PR #206, opened 2026-08-14
fix(sse): stop naming pipe endpoints and intent on the global activity stream

l33tdawg:
**Draft — merge authority codex's.** Base `a70e1bb9` (v11.18.11). Second of the three #200 splits, sequenced after #203.

## The leak, re-verified on current main

`/v1/pipe/send` emits a `pipeline_send` activity row whose content names the **sending agent's provider**, the **recipient**, and echoes the **caller-supplied intent verbatim**:

```go
s.OnEvent("pipeline_send", msg.PipeID, "agent-pipeline",
    fmt.Sprintf("%s piped work to %s (intent: %s)", fromProvider, target, req.Intent), nil)
```

That row goes to `web.SSEBroadcaster` — a **global fan-out with no subscriber identity**. `Subscribe()` takes no arguments and `Broadcast` writes identical bytes to every attached client, so the row is readable by every client on the stream, not just the pipe's two parties.

**Latent, not live** — `pipeline_send` is absent from the dashboard's `eventTypes` array, so nothing subscribes today. It is one string away from being live, and that string is a one-line change someone would make for an unrelated reason.

## The fix

The row carries a size-only summary and nothing else. Same treatment as the recall/search/hybrid fix in #198: the row must carry no data this handler would refuse to a non-party.

## Mutations, all four detected

| mutation | |
|---|---|
| restore the original leak verbatim | FAIL |
| leak **only** the recipient | FAIL |
| leak **only** the caller-supplied intent | FAIL |
| **smuggle it via the `data` field** instead of the string | FAIL |

That last one matters: a test that only inspects the human-readable summary would miss a payload moved into the structured field. All four compile — my first attempt at the first mutation was a build failure, which proves nothing, so I redid it.

## Gates

`./api/rest` full suite green (49s) · `go vet`, `gofmt`, `go build ./...` clean · working tree clean.

## Scope

One handler, one helper, its test, plus a one-line assertion update in `id_safety_test.go` where an existing test asserted against the old summary. No other behaviour touched.

Third split (SSE event-wiring guard) follows. It is **not** test-only — it moves `web/sse.go` — and it needs re-verification against the event set, which grew when v11.18.11 shipped `EventConnectome`.

### DIFF
--- a/api/rest/id_safety_test.go
+++ b/api/rest/id_safety_test.go
@@ -108,5 +108,10 @@ func TestHandlePipeSendLegacyShortTargetEventNoPanic(t *testing.T) {
 		httptest.NewRequest(http.MethodPost, "/v1/pipe/send", strings.NewReader(string(body))))
 
 	require.Equal(t, http.StatusCreated, rr.Code, rr.Body.String())
-	require.Contains(t, eventDescription, "piped work to "+target)
+	// A sub-16-byte legacy agent id used to be sliced for this activity row,
+	// which is why this test exists. The row no longer names either endpoint at
+	// all (see TestPipeSendActivityEventCarriesNoEndpointIdentity), so the
+	// surviving contract is: a short target id still sends, and still produces
+	// the metadata-only row rather than an empty or panicking one.
+	require.Equal(t, pipeSendActivityRow, eventDescription)
 }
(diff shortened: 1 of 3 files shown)


l33tdawg:
CODE NO-GO at exact head 06cf883cb4f4888e84db63ad42096528b0510f67. The non-party/non-enumerating boundary still leaks the private pipe ID: handlePipeSend passes msg.PipeID as OnEvent memoryID, the GUI bridge copies it into SSEEvent.MemoryID, and every subscriber receives serialized memory_id. The new test currently blesses this by requiring the event ID equal the response pipe ID. Emit pipeline_send with an empty event ID and require empty memory_id in both addressing modes. Also resolve the stated data-free contract: if literal, replace the exact payload-length summary with constant text rather than pinning the 10 chars side channel. Other endpoint/provider/intent/Data mutations are correctly killed and no access surface is broadened.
——
# Problem to solve:
If a line in the records contains the word "payload", copy it out.

# Output:
That last one matters: a test that only inspects the human-readable summary would miss a payload moved into the structured field. All four compile — my first attempt at the first mutation was a build failure, which proves nothing, so I redid it.
CODE NO-GO at exact head 06cf883cb4f4888e84db63ad42096528b0510f67. The non-party/non-enumerating boundary still leaks the private pipe ID: handlePipeSend passes msg.PipeID as OnEvent memoryID, the GUI bridge copies it into SSEEvent.MemoryID, and every subscriber receives serialized memory_id. The new test currently blesses this by requiring the event ID equal the response pipe ID. Emit pipeline_send with an empty event ID and require empty memory_id in both addressing modes. Also resolve the stated data-free contract: if literal, replace the exact payload-length summary with constant text rather than pinning the 10 chars side channel. Other endpoint/provider/intent/Data mutations are correctly killed and no access surface is broadened.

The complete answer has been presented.